U of L researchers studying cells in glioblastoma
RESEARCHERS STUDYING HOW BRAIN CANCER CELLS BYPASS CELL-DEATH PATHWAYS
Brain cancer is one of today’s most aggressive, incurable diseases. But now the findings of a University of Lethbridge cancer research team, being shared worldwide, may lead to better outcomes. Glioblastoma (GBM), the brain cancer that killed Gord Downie of The Tragically Hip and former American senator John McCain, has a dismal prognosis and survival rate.
“The median survival rate is about 15 months, even after chemotherapy, surgical removal of the tumour and radiation therapy,” says Lethbridge researcher Nehal Thakor.
“We are trying to understand how these cancer cells bypass cell-death pathways.”
Cell death is a normal and controlled part of their growth and development. But in glioblastoma, cancer cells evade death — even after treatment — and they continue to multiply in an uncontrolled fashion.
Thakor, a professor in the chemistry and biochemistry department at U of L, is also the Campus Alberta Innovation Program Chair of Synthetic Biology and RNA-based Systems.
He’s leading a team that is focusing on mRNA (messenger RNA) and the factors that regulate how it’s involved in cell survival mechanisms. Messenger RNA carries genetic information from DNA to the ribosome, the part of the cell in charge of protein synthesis that allows important bodily functions to be carried out.
In research accepted for publication this spring, Thakor and his team explain that they are looking into eukaryotic initiation factor 5B, described as a protein involved “in the accurate initiation of translation from mRNA to protein.”
“What we’re really trying to understand is how these cancer cells are so good at surviving when they’re not supposed to,” says researcher Joe Ross, a post-doctoral fellow in Thakor’s lab.
“Why are they so good at surviving chemotherapy and radiation? It turns out that one of the things they’re really good at doing is translating proteins and the wrong types of proteins when they’re not supposed to.”
Master’s student Kamiko Bressler, also part of the seven-member team, explains the 5B protein has been shown to play an important role in “normal translation.”
“But when cancer cells hijack normal processes and make them do abnormal things or make too much of certain proteins, that can cause the cells to evade . . . programmed cell death.”
“Glioblastoma is especially good at that, which is why it’s so hard to treat.”
The U of L findings are about to be published for peer review in the research journal Cell Death & Disease. Their study is titled “Eukaryotic initiation factor 5B (eIF5B) provides a critical cell survival switch to glioblastoma cells via regulation of apoptosis.”
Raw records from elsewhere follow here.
PR #676, opened 2016-03-01
mkefidisk.sh: Replace echo with printf

sharidas:
Remove echo with printf for reusability of the script.
Also remove checks for particular shell. This one line
change should fix the issue.

SB-6725

### DIFF
--- a/meta-mel/intel/scripts/mkefidisk.sh
+++ b/meta-mel/intel/scripts/mkefidisk.sh
@@ -441,13 +441,7 @@ if [ -d $ROOTFS_MNT/etc/udev/ ] ; then
 fi
 
 # Add startup.nsh script for automated boot
-if [ -L /bin/sh ]; then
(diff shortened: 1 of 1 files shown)


sharidas:
As per the comments from @kergoth , I have made the changes into this patch. @Noor-Ahsan  @skrishnakar kindly review the patch.

kergoth:
Thanks for this, looks much better. For reference, http://pubs.opengroup.org/onlinepubs/9699919799/ is an extremely helpful resource when you're wondering whether something is portable or not. This tells you what's posix/sus. I've heard good things about [Beginning Portable Shell Scripting](http://www.amazon.com/Beginning-Portable-Shell-Scripting-Professional/dp/1430210435) (and not just because the author works on yocto and I talk to him on a regular basis), but haven't read it yet myself, I tend to just accrue knowledge from experimentation and the single unix specification..

PR #691, opened 2016-03-11
add java support for console and core-image-sato for cyclone5

arehman199:
Conditionally add Java support to console image or
core-image-sato if ENABLE_JAVA is set to "1" in local.conf.

JIRA: SB-6588


Noor-Ahsan:
we will improve the java inclusion python function in next PR. for now its good

PR #694, opened 2016-03-15
mplayer2 support

abelal:
This fixes issues while building/deploying mplayer2 which is now a required package for Cedar (asyncs).


abelal:
@Noor-Ahsan, please review.

PR #695, opened 2016-03-16
Minnow wic image

skrishnakar:


Noor-Ahsan:
@skrishnakar are you planning to push this class upstream. if that is not the case then it should be in mel-support or mel layer not in stagging.

skrishnakar:
@Noor-Ahsan No, The update image class has been split-up with fstype and extensions, this patch will only be applicable to MEL. I will update the PR and re-send it.

skrishnakar:
@Noor-Ahsan Updated the PR and move the baseclass to meta-mel.

PR #697, opened 2016-03-16
weston: fix build failure due to wrong syntax

arehman199:
Use correct conditional syntax for appending to the DEPENDS
variable. Earlier syntax was overriding the items previously
assigned to DEPENDS thus causing build-deps warnings and build
failures resulting from missing dependencies.

libinput, which also pulls in libevdev, is already in DEPENDS
in the main recipe, so no need to add these packages here
again.

JIRA: SB-6825

### DIFF
--- a/meta-mel/meta-altera/recipes-graphics/wayland/weston_1.8.0.bbappend
+++ b/meta-mel/meta-altera/recipes-graphics/wayland/weston_1.8.0.bbappend
@@ -1,4 +1,4 @@
-DEPENDS_cyclone5 += "freerdp libevdev libinput"
+DEPENDS_append_cyclone5 = " freerdp"
 
 # Enable building of rdp-compositor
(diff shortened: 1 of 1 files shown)


kergoth:
Why is this in meta-mel? How is a missing dep not something appropriate for upstream?

Noor-Ahsan:
@kergoth  yeah its problem on our side 

DEPENDS_cyclone5 += "freerdp libevdev libinput"

in meta-mentor/meta-mel/meta-altera/recipes-graphics/wayland/weston_1.8.0.bbappend

I am working with Abdur Rehman on this.

arehman199:
@Noor-Ahsan I've updated the commit as per the discussion we had. Kindly review again.

@skrishnakar Thanks for identifying the redundant inclusion of dependencies. I've fixed those in the updated commit too.

@kergoth upstream recipe builds weston without rdp compositor. We need rdp compositor only for cyclone5 since it does not have a physical display port. freerdp is only required in deps when building weston with rdp compositor enabled, so it seemed like a configuration choice inappropriate for upstream.

PR #703, opened 2016-03-22
Cyclone5 webkit

fahadusman:


kergoth:
At least some of this appears to be general fixes that should go upstream, no? Shouldn't this be split up into both meta-mel and meta-mentor-staging?

fahadusman:
@kergoth yes, the packaging on debug files need to be pushed upstream

fahadusman:
@Noor-Ahsan, @kergoth I have updated the pull request and moved that change to meta-mentor-staging.

meta-mel/meta-altera/recipes-sato/webkit/webkitgtk_2.10.7.bb
```diff
@@ -76,3 +76,5 @@ FILES_${PN} += "${libdir}/webkit2gtk-4.0/injected-bundle/libwebkit2gtkinjectedbu
 
 # http://errors.yoctoproject.org/Errors/Details/20370/
 ARM_INSTRUCTION_SET = "arm"
+
+DEBUG_FLAGS_remove = "-g"
```
kergoth: This failure doesn't occur with non-mel builds?

fahadusman: @kergoth this only occurs when we build webkitgtk with Codebench, and it builds fine with internal toolchain.

PR #710, opened 2016-03-29
intel-corei7-64: bundle wic image in release-artifacts

skrishnakar:
JIRA: SB-6983

Since we have different mechanism employed for WIC
image creation for minnowmax due to processing method
involved in generating live boot image, deploy the
WIC image exclusively in release artifacts so that
we have bootable rootfs in binary folder.


skrishnakar:

PR #711, opened 2016-03-29
cyclone5: add tools to create and modify file-systems

fahadusman:
Although we only need to support mounting of already created file-systems,
we are adding tools to create and modify file-systems for consistency with
other BSPs in Cedar release. This should be removed in Dogwood release.


kergoth:
Looks reasonable to me. Aligns it with our other bsps.

PR #714, opened 2016-03-30
Cyclone5 u boot fixes

fahadusman:
* Preserve the u-boot ELF files in deploy folder.
* Correct the SPL binary file-name in sd-card preparation script.


skrishnakar:
The patch looks reasonable ! Thanks @fahadusman

PR #716, opened 2016-03-31
Add MPV

fahadusman:


meta-mel/meta-altera/recipes-multimedia/mplayer/mpv_0.15.0.bb
```diff
@@ -0,0 +1,66 @@
...
+}
+
+do_compile () {
+    ../waf build
+}
+
+do_install() {
+    ../waf install --destdir=${D}
+}
+
```
abelal: I believe you'll need to override the do_clean as well just like the other functions above. Kindly check.

meta-mel/meta-altera/recipes-multimedia/mplayer/mpv_0.15.0.bb
```diff
@@ -20,8 +20,6 @@ SRC_URI[waf.sha256sum] = "01bf2beab2106d1558800c8709bc2c8e496d3da4a2ca343fe091f2
 
 inherit pkgconfig
 
-# Note: both lua and libass are required to get on-screen-display (controls)
-PACKAGECONFIG ??= "lua libass"
```
abelal: Rather than doing it this way, why not do a PACKAGECONFIG_remove_cyclone5 through a bbappend perhaps just to make sure we can use this stuff on other BSPs with controls enabled if needed.

abelal:
Shouldn't these be moved to a more generic location rather than meta-mentor/meta-altera so it is usable for other BSPs when needed? The core-image-sato append can reside in meta-altera though.

meta-mel/meta-altera/recipes-multimedia/mplayer/mpv_0.15.0.bb
kergoth: [**@abelal**](https://github.com/abelal) commented on [Mar 31, 2016, 7:23 AM MST](https://github.com/MentorEmbedded/meta-mentor/pull/716/files#r58062020 "2016-03-31T14:23:55Z - Replied by Github Comment Enhancer"):
> I believe you'll need to override the do_clean as well just like the other functions above. Kindly check.

do_clean wipes all of the separate build directory, it doesn't run make clean. As long as the recipe isn't inheriting autotools-brokensep, anyway, which this one does not. So clean will work just fine without being overridden.

kergoth:
[**@abelal**](https://github.com/abelal) commented on [Mar 31, 2016, 7:28 AM MST](https://github.com/MentorEmbedded/meta-mentor/pull/716#issuecomment-203964587 "2016-03-31T14:28:24Z - Replied by Github Comment Enhancer"):
> Shouldn't these be moved to a more generic location rather than meta-mentor/meta-altera so it is usable for other BSPs when needed? The core-image-sato append can reside in meta-altera though.

I'd agree with this, the ffmpeg and mpv recipes shouldn't be in meta-altera.

fahadusman:
@Noor-Ahsan I have updated the pull request, moved the recipes to meta-mentor-staging now.

meta-mel/meta-altera/recipes-sato/images/core-image-sato.bbappend
```diff
@@ -3,6 +3,7 @@ IMAGE_INSTALL_append_cyclone5 = " xserver-xorg-xvfb \
 				  mesa-megadriver \
 				  xserver-xorg-extension-glx \
 				  webkitgtk \
+				  mpv \
```
Noor-Ahsan: @fahadusman  We just have to test it. We don't have to include it :).

meta-mentor-staging/recipes-multimedia/mplayer/mpv_0.15.0.bb
```diff
@@ -22,6 +22,8 @@ inherit pkgconfig
 
 # Note: both lua and libass are required to get on-screen-display (controls)
 PACKAGECONFIG ??= "lua libass"
+PACKAGECONFIG_remove_cyclone5 = "lua libass"
+
```
Noor-Ahsan: Can we do this in meta-altera folder in bbappend

abelal:
@fahadusman, this looks pretty good now but please have a look at https://github.com/drewmoseley/meta-amd/tree/4k-demo specifically the commit https://github.com/drewmoseley/meta-amd/commit/e3d74465a4d9593e683d7b9039f78aa782e43726. @drewmoseley, had to add some additional dependencies to get it to build correctly just confirm that is covered.

drewmoseley:
@abelal some of those dependencies may be AMD-specific.  At least the VDPAU one.  Once this PR is completed we'll need to make sure we have all the AMD-specific stuff squared away inside meta-amd.

PR #721, opened 2016-04-04
Cyclone-5 MPV

fahadusman:
I have addressed a couple of build time warnings in this pull request.

### DIFF
--- a/meta-mel/conf/local.conf.append.cyclone5
+++ b/meta-mel/conf/local.conf.append.cyclone5
@@ -43,3 +43,6 @@ PREFERRED_PROVIDER_openjdk-7-jre = "openjdk-7-jre"
 
 # Use hard-float support
 DEFAULTTUNE = "cortexa9hf-neon"
+
+# Prefer ffmpeg instead of libav for ffmpeg.
+PREFERRED_PROVIDER_ffmpeg = "ffmpeg"
--- a/meta-mentor-staging/recipes-multimedia/mplayer/mpv_0.15.0.bb
+++ b/meta-mentor-staging/recipes-multimedia/mplayer/mpv_0.15.0.bb
@@ -4,6 +4,7 @@ HOMEPAGE = "http://www.mpv.io/"
 DEPENDS = "zlib ffmpeg jpeg virtual/libx11 xsp libxv \
            libxscrnsaver libv4l libxinerama \
            libxkbcommon \
+           pulseaudio virtual/mesa libdrm \
 "
 
 REQUIRED_DISTRO_FEATURES = "x11"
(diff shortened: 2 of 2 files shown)


fahadusman:
@abelal , @Noor-Ahsan kindly review this pull request.

meta-mel/conf/local.conf.append.cyclone5
```diff
@@ -43,3 +43,7 @@ PREFERRED_PROVIDER_openjdk-7-jre = "openjdk-7-jre"
 
 # Use hard-float support
 DEFAULTTUNE = "cortexa9hf-neon"
+# Use ffmpeg instead of libav
+
+# Prefer ffmpeg instead of libav for ffmpeg.
```
abelal: I believe one of the above comments is just a remnant of changes.

meta-mentor-staging/recipes-multimedia/mplayer/mpv_0.15.0.bb
```diff
@@ -5,6 +5,7 @@ DEPENDS = "zlib ffmpeg jpeg virtual/libx11 xsp libxv \
            libxscrnsaver libv4l libxinerama \
            libxkbcommon \
 "
+RDEPENDS_${PN} += "libpulse libgbm libdrm"
```
abelal: libpulse isn't a build dependency? How are these library references being put in the app if they are not used during build time.

fahadusman:
@abelal I have removed the extra comment from local.conf.append.cyclone5 and handled dependency via DEPENDS instead of RDEPENDS as the runtime library dependencies would be handled automatically.

meta-mentor-staging/recipes-multimedia/mplayer/mpv_0.15.0.bb
```diff
@@ -4,6 +4,7 @@ HOMEPAGE = "http://www.mpv.io/"
 DEPENDS = "zlib ffmpeg jpeg virtual/libx11 xsp libxv \
            libxscrnsaver libv4l libxinerama \
            libxkbcommon \
+           pulseaudio mesa \
```
abelal: wouldn't virtual/mesa be more appropriate?

fahadusman: yes, or maybe virtual/libgl would be more appropriate, since MPV actually needs libgl that mesa provides.

abelal:
Looks good now.
Acked-by: Awais Belal (@abelal)

@Noor-Ahsan, we can merge this now I guess.

fahadusman:
Thanks @abelal , @Noor-Ahsan .

PR #1167, opened 2018-10-16
MEL Lite use glibc 2.28

abelal:
The CB Lite tools for current release are based off of
glibc 2.28 so make adjustments accordingly.


kergoth:
Hmm, my only thought is whether this truly belongs in meta-mentor. Yes, it's mel-lite, but even so, this would be easy to lose track of amongst everything else in meta-mentor. Thoughts?

abelal:
@kergoth, we can probably create a Jira ticket to track reversal of this in the next release? Apart from that this looked to me as the right place for this update.

Noor-Ahsan:
lets go with this change and we open an issue to track future changes.

PR #1170, opened 2018-10-20
Add support for ROOT_PASSWORD, change behavior when empty for production-image

kergoth:
WIP, do not merge yet. I don't believe this is a good approach, defaulting to
an insecure random password for root in production-image is problematic. I'd
rather arrange for a warning to be emitted when production-image is built when
the user hasn't set ROOT_PASSWORD, indicating that they won't be able to login
as root by default.


kergoth:
Please add your thoughts, I don't think this is an ideal approach. This is a fixed version of @fahadarslan  's original implementation currently.

chombourger:
I'm fine if we force the user to set a password, or use "0" to allow the empty password or to use e.g. "*" to disable root login (in which case, shell for the root user could be set to /bin/nologin)

kergoth:
Thanks @chombourger, I'll rework the pull request.

chombourger:
Perfect, thanks!

PR #1180, opened 2018-10-31
python-native: fix one do_populate_sysroot warning

kergoth:
Fix below warning:
WARNING: Skipping RPATH /usr/lib64 as is a standard search path for
work/x86_64-linux/python-native/2.7.15-r1.1/recipe-sysroot-native/
usr/lib/python2.7/lib-dynload/_bsddb.so

setup.py will check db.h under include_dirs, for native build,
/usr/lib64 will be insert to postion 0 of include_dirs, so
it's priority is higher then our sysroot, cause db.h sysroot
is ignored, and rpath set to /usr/lib64. and this cause warning
when do_populate_sysroot. use append to fix it.

Signed-off-by: Changqing Li <changqing.li@windriver.com>


kergoth:
This fixes SB-12077.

Currently, the team is working with braintumour stem cells to see if the cancer cells will grow in the absence of the 5B protein, or if they become more sensitized to therapeutic interventions. These stem cells are the main cause of relapse.
Says Thakor, “If we can target eIF5B using a small molecular compound, then we can treat not only glioblastoma but other types of cancer that have similar mechanisms in place.”
“This proof-of-concept project has the potential to decode information related to the clinical management of GBM, and will have an important beneficial impact on the health of Canadians.”